As I understood from the question, 12 processes are doing the calculation on 12 2000X2000 Matrices and averag time is 1.8 seconds, while a single process performing computation on average is only taking 1.2 second.

Yes, for the above scenario, MPI performance will not be better than a single process and must be higher due to the following reasons ( some of them are mentioned by Hristo Iliev in comments):

  1. Overhead induced by MPI
  2. Time taken by the slowest process in the MPI
  3. Memory bandwidth (Each processes need to access 2000*2000 matrix, possibly resulting in a contention).
  4. Caching (Higher level caches are shared among the processors and it can be possible that frequent cache access by multiple processes etc can impact the overall application performance)

Also, performance improvement (speedup) will be based on the parallel part of the application and since there are no parallel parts in your application, you won't observe any benefits of the parallelisation.

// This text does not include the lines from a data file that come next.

PR #171, opened 2018-03-18
Simplify WriteFileAtomic

xla:
We can make the implementation more robust by adjusting our assumptions and leverage explicit file modes for syncing. Additionally we going to assume that we want to clean up and can't really recover if thos operations (file close and removal) fail.

* utilise file mode for majority of concerns
* improve test coverage by covering more assumptions
* signature parity with ioutil.WriteFile
* always clean up

Replaces #160

### DIFF
--- a/common/os.go
+++ b/common/os.go
@@ -124,32 +124,32 @@ func MustWriteFile(filePath string, contents []byte, mode os.FileMode) {
 	}
 }
 
-// WriteFileAtomic writes newBytes to temp and atomically moves to filePath
-// when everything else succeeds.
-func WriteFileAtomic(filePath string, newBytes []byte, mode os.FileMode) error {
-	dir := filepath.Dir(filePath)
-	f, err := ioutil.TempFile(dir, "")
+// WriteFileAtomic creates a temporary file with data and the perm given and
+// swaps it atomically with filename if successful.
+func WriteFileAtomic(filename string, data []byte, perm os.FileMode) error {
+	var (
+		dir      = filepath.Dir(filename)
+		tempFile = filepath.Join(dir, "write-file-atomic-"+RandStr(32))
+		// Override in case it does exist, create in case it doesn't and force kernel
+		// flush, which still leaves the potential of lingering disk cache.
+		flag = os.O_WRONLY | os.O_CREATE | os.O_SYNC | os.O_TRUNC
+	)
+
+	f, err := os.OpenFile(tempFile, flag, perm)
 	if err != nil {
 		return err
 	}
-	_, err = f.Write(newBytes)
-	if err == nil {
-		err = f.Sync()
+	// Clean up in any case. Defer stacking order is last-in-first-out.
+	defer os.Remove(f.Name())
+	defer f.Close()
+
+	if n, err := f.Write(data); err != nil {
+		return err
+	} else if n < len(data) {
+		return io.ErrShortWrite
 	}
-	if closeErr := f.Close(); err == nil {
-		err = closeErr
-	}
-	if permErr := os.Chmod(f.Name(), mode); err == nil {
-		err = permErr
-	}
-	if err == nil {
-		err = os.Rename(f.Name(), filePath)
-	}
-	// any err should result in full cleanup
-	if err != nil {
-		os.Remove(f.Name())
-	}
-	return err
+
+	return os.Rename(f.Name(), filename)
 }
 
 //--------------------------------------------------------------------------------
--- a/common/os_test.go
+++ b/common/os_test.go
@@ -2,29 +2,51 @@ package common
 
 import (
 	"bytes"
-	"fmt"
 	"io/ioutil"
+	"math/rand"
 	"os"
 	"testing"
 	"time"
 )
 
 func TestWriteFileAtomic(t *testing.T) {
-	data := []byte("Becatron")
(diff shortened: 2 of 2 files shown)


common/os.go
```diff
@@ -124,32 +124,32 @@ func MustWriteFile(filePath string, contents []byte, mode os.FileMode) {
...
-// when everything else succeeds.
-func WriteFileAtomic(filePath string, newBytes []byte, mode os.FileMode) error {
-	dir := filepath.Dir(filePath)
-	f, err := ioutil.TempFile(dir, "")
+// WriteFileAtomic creates a temporary file with data and the perm given and
+// swaps it atomically with filename if successful.
+func WriteFileAtomic(filename string, data []byte, perm os.FileMode) error {
+	var (
+		dir      = filepath.Dir(filename)
+		tempFile = filepath.Join(dir, "write-file-atomi-"+RandStr(32))
```
melekes: `atomic`

common/os.go
```diff
@@ -124,32 +124,32 @@ func MustWriteFile(filePath string, contents []byte, mode os.FileMode) {
...
+		flag = os.O_WRONLY | os.O_CREATE | os.O_SYNC | os.O_TRUNC
+	)
+
+	f, err := os.OpenFile(tempFile, flag, perm)
 	if err != nil {
 		return err
 	}
-	_, err = f.Write(newBytes)
-	if err == nil {
-		err = f.Sync()
```
melekes: when will syncing take place in the new implementation? after `os.Rename` during `f.Close()`?

xla: Write will not return until `sync` is complete, thanks to `O_SYNC` that we pass to `OpenFile`:

https://github.com/tendermint/tmlibs/pull/171/files#diff-989bc07942973b256a849bf6b6b2788fR135

common/os.go
xla: Thanks, good catch.

common/os.go
```diff
@@ -124,32 +124,32 @@ func MustWriteFile(filePath string, contents []byte, mode os.FileMode) {
...
-		err = permErr
-	}
-	if err == nil {
-		err = os.Rename(f.Name(), filePath)
-	}
-	// any err should result in full cleanup
-	if err != nil {
-		os.Remove(f.Name())
+	// Clean up in any case.
+	defer f.Close()
```
odeke-em: This order isn't going to work on Windows, it'll leave the file undeleted. You want to first close then remove.

common/os.go
```diff
@@ -124,32 +124,32 @@ func MustWriteFile(filePath string, contents []byte, mode os.FileMode) {
...
-// when everything else succeeds.
-func WriteFileAtomic(filePath string, newBytes []byte, mode os.FileMode) error {
-	dir := filepath.Dir(filePath)
-	f, err := ioutil.TempFile(dir, "")
+// WriteFileAtomic creates a temporary file with data and the perm given and
+// swaps it atomically with filename if successful.
+func WriteFileAtomic(filename string, data []byte, perm os.FileMode) error {
+	var (
+		dir      = filepath.Dir(filename)
+		tempFile = filepath.Join(dir, "write-file-atomic-"+RandStr(32))
```
odeke-em: Am a little hesitant on this new approach, the previous `ioutil.TempFile` handled that already with all the permissions and wouldn't add the tempfile to the same working directory as this.

xla: The old implementation used the directory of the target file, this is why issues like tendermint/tendermint#1329 surface. Sticking to the current approach might just be the best as we need to expect proper rights to be able to write to that directory, any other target directory might be too much of an assumption on the environment.

common/os.go
xla: Great refresher on defer stack order, thanks! Will address.

common/os.go
odeke-em: >The old implementation used the directory of the target file, this is why issues like 

Thank you for the correction @xla, for some reason I assumed that since ioutil.TempDir adds them to the tempdir, vicariously ioutil.Tempfile did too, but I should have known better ;) However, your approach adds the file to be renamed to the final destination's directory too with `filepath.Join(parentDir, generatedSuffix)`, right?
I am just asking to understand the change better.

common/os.go
```diff
@@ -124,32 +124,32 @@ func MustWriteFile(filePath string, contents []byte, mode os.FileMode) {
...
-	if permErr := os.Chmod(f.Name(), mode); err == nil {
-		err = permErr
-	}
-	if err == nil {
-		err = os.Rename(f.Name(), filePath)
-	}
-	// any err should result in full cleanup
-	if err != nil {
-		os.Remove(f.Name())
+	// Clean up in any case. Defer stacking order is last-in-first-out.
```
odeke-em: Cool. For a minor nit, in the future, we never know who might not get the order of these so maybe
```go
defer func() {
    f.Close()
    os.Remove(f.Name())
}()
```

common/os.go
xla: `ioutil.TempDir` only uses `os.Tempdir` if the dir argument is left blank, same for `ioutil.TempFile`.

> However, your approach adds the file to be renamed to the final destination's directory too with filepath.Join(parentDir, generatedSuffix), right?

Indeed, while it is tempting to resort to the platform specific temp directories, it lacks guarantees, from the docs:

> The directory is neither guaranteed to exist nor have accessible permissions.

common/os.go
xla: Could be slightly improved, I believe for now the comment suffices.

Also, if a 2000X2000 matrix is distributed among 12 processes we cannot guarantee that the performance of MPI will be better than single process. It will be implementation dependent.

0
votes

Are you dividing your total elapsed time by the number of processes, or are you accounting for scheduling overhead? The work scheduler in your runtime will require some overhead processing time that increases with the ratio of number of processes to number of cores on your machine. You may need to reduce your parallelism granularity (number of processes per processor) in order to optimize speed. This is expected behavior under normal conditions.

However, the conditions you have set are not normal. Setting MKL_NUM_THREADS=1 prevents spawning of more than 1 thread! Delete the line that sets MLK_NUM_THREADS and the system will take care of it for you.